What is the best way to analyze crashes on Linux?
We expect to build the software and deliver a release version to testers. The testers may not be able remember how to reproduce the crash or the crash may be totally intermittent. They also will not have a development environment on their machines. The software is written in C/C++ and compiled into native machine code for distribution.
I believe what you're looking for is this: http://stackoverflow.com/questions/77005/how-to-generate-a-stacktrace-when-my-gcc-c-app-crashes
If you have space on the disk, let the application create its coredump when it crashes.
ulimit -c unlimited
Later you can debug it with GDB.
Aside from coredumping and stacktracing as already noted - make sure you can easily identify which versions of your executable people are running, and be able to answer what version of each source file goes into what binary version (i.e. spend some time with your source code control system and your build scripts). Otherwise neither a core file nor a stack trace is going to help.
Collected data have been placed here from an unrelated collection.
PR #279, opened 2019-10-30
Allow Parameters as initial values for ODEModel

### LINKED ISSUE #160: Parameters should be allowed as initial values to ODEModel
In relation to [this SO](https://stackoverflow.com/questions/49149241/ode-fitting-with-symfit-for-python-how-to-get-estimations-for-intial-values) question, it might be worth re-investigating how to allow Parameters to be allowed as initial values, e.g.

```python
x0 = Parameter('x0')
ode_model = ODEModel(model_dict, initial={t: 0.0, x: x0, s: 20.0, p: 0.0})
```
A quick scan of the source tells me this should be straightforward, it will require one extra line to dump any Parameters from initial into the list of parameters of the model, and an extra line or two in `__call__` to correctly feed the provided guesses to the ode-solver.

pckroon:
Fixes #160


symfit/core/models.py
```diff
@@ -1070,6 +1070,9 @@ def eval_components(self, *args, **kwargs):
         Dfun = lambda ys, t, *a: [[c(t, *(list(ys) + list(a))) for c in row] for row in self._njacobian]
 
         initial_dependent = [self.initial[var] for var in self.dependent_vars]
+        for idx, init_var in enumerate(initial_dependent):
```
tBuLi: this needs a comment

symfit/core/models.py
```diff
@@ -1100,7 +1103,7 @@ def eval_components(self, *args, **kwargs):
             initial_dependent,
             t_bigger,
             args=tuple(
-                bound_arguments.arguments[param.name] for param in self.params),
+                bound_arguments.arguments[param.name] for param in self.model_params),
```
tBuLi: why was this switch needed? I'm guessing because the parameter corresponding to the initial value should not be provided here? I feel like this needs either a comment or a better variable name.

tests/test_ode.py
```diff
@@ -97,6 +97,40 @@ def test_polgar(self):
...
+        print(results)
+        self.assertAlmostEqual(a0.value, 10)
+
+        # plt.plot(tdata, AA, color='red', label='[AA]')
+        # plt.plot(tdata, AAB, color='blue', label='[AAB]')
+        # plt.plot(tdata, BAAB, color='green', label='[BAAB]')
+        # plt.plot(tdata, b(d=BAAB, a=AA), color='pink', label='[B]')
+        # plt.plot(tdata, AA + AAB + BAAB, color='black', label='total')
+        # plt.legend()
+        # plt.show()
```
tBuLi: Should not be in the final version

tests/test_ode.py
```diff
@@ -97,6 +97,40 @@ def test_polgar(self):
...
+        ode_model = ODEModel(model_dict, initial={t: 0.0, a: a0, c: 0.0, d: 0.0})
+
+        # Generate some data
+        tdata = np.linspace(0, 3, 1000)
+        # Eval
+        AA, AAB, BAAB = ode_model(t=tdata, k=0.1, l=0.2, m=.3, p=0.3, a0=10)
+        fit = Fit(ode_model, t=tdata, a=AA, c=AAB, d=BAAB)
+        results = fit.execute()
+        print(results)
+        self.assertAlmostEqual(a0.value, 10)
```
tBuLi: I think the test should be a bit stronger. Perhaps give an initial guess of 11 instead of 10 to see if something really happened.

And add tests for `.params` and `.model_params` to see if they are what we expect them to be.

symfit/core/models.py
pckroon: It was needed because `a0` should not be passed to the python version of the component, to be integrated by scipy. Instead, `a0` should be passed to scipy in `initial_dependent`.
I'll add a comment

symfit/core/models.py
```diff
@@ -933,7 +933,7 @@ def __init__(self, model_dict, initial, *lsoda_args, **lsoda_kwargs):
         self.lsoda_args = lsoda_args
         self.lsoda_kwargs = lsoda_kwargs
 
-        sort_func = lambda symbol: str(symbol)
+        sort_func = str
```
tBuLi: good change, but I've sinse learned that it would be even more in keeping with sympy to use `lambda symbol: symbol.name`, because calling string is considered an anti-pattern whereas all symbols have a name. I've therefore started doing that in new code, so it might be worth updating this as well.

symfit/core/models.py
```diff
@@ -1095,12 +1108,17 @@ def eval_components(self, *args, **kwargs):
         # Properly ordered time axis containing t_initial
         t_total = np.concatenate((t_smaller[::-1][:-1], t_bigger))
 
+        # Call the numerical integrator. Note that we only pass the
+        # model_params, which will be used sympy_to_py to create something we
```
tBuLi: will be used *by*

symfit/core/models.py
```diff
@@ -1109,7 +1127,9 @@ def eval_components(self, *args, **kwargs):
             initial_dependent,
             t_smaller,
             args=tuple(
-                bound_arguments.arguments[param.name] for param in self.params),
+                bound_arguments.arguments[param.name]
+                for param in self.model_params
```
tBuLi: Personally I see this as an example of PEP8-ing gone mad. It's more readable if this was on one line, and the offense is not so big so I prefer it.

symfit/core/models.py
tBuLi: Seems less readable to me, is there a strong argument for preferring operator.attrgetter?

pckroon: It should be faster (I think). Readability is in part a matter of getting used to it. I personally prefer the attrgetter over dissecting a lambda.

tBuLi: I'd prefer the lambda, but it's not something I would stop the merging for so choose your favorite. I guess after this comment has been addressed we can merge this pr.

pckroon: My preference is the attrgetter, so squash and merge at your convenience.

JohnGoertz:
This is great! Is there a way to "scale" the initial values? For example, I have the following equation:

```python
logistic_eqn = {
    sf.D(s1,c): r*s1*(1-s1/K1)
}

logistic_model = sf.ODEModel(logistic_eqn, initial = {c:0.0,s1:s1_0})
```
This works fine if I give a good guess for s1_0, but I know that the local minima in the model are evenly distributed in the "log" space of the initial values. If I brute force the residuals, I find the global minima occurs at r = 0.8 and log10(s1_0) = -7.5, but there are other local minima at log10(s1_0) ~ -5.5, -6.5, -8.5, -9.5 with r = 0.6, 0.7, 0.9, and 1.0, respectively.

I worry that a naive minimizer will explore the initial values in linear space, thus inefficiently. I've tried giving a first guess for `s1_0` as -6.5 then specifying `initial = {...,s1:10**s1_0,...}`, but I get the error `can't convert expression to float`.

Any suggestions? I can provide more code if helpful, or post to StackOverflow if that's better.

pckroon:
Very interesting point!
Since it's an ODEModel we can't get the analytical Jacobian, and finding it with numerical differentiation in every step is too expensive. Some minimizers however (BFGS springs to mind) approximate it as they go along. Those *should* be able to pick up on the underlying structure. (Very few minimizers are truly naive).
For normal models you can work around this by introducing an intermediate variable, but I don't expect that will work here due to how this is implemented. Instead of passing just a Parameter as initial value, you kind of want to be able to pass an expression that evaluates to a single value.
Could you make an issue along those lines?

JohnGoertz:
Sure! See this issue: https://github.com/tBuLi/symfit/issues/284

Core dumps are helpful, but they don't always tell you everything you want to know about how you ended up in the error condition.
Logging actions, inputs, and events can be very helpful. If you are able to log each run of your program in such a way that in the event of a crash a developer could get access to the log and regenerate the error could be very helpful.
If possible you should build your programs with maximum debug symbols generated and then strip them if you don't want or can't let your release versions to have them, but keep a copy of each released version with the debug symbols which you can couple with the core file if you need to debug a crash.
In addition to generating a stacktrace in a
SIGSEGV handler and/or generating a core dump, it may also be useful to find where an uncaught C++ exception is thrown.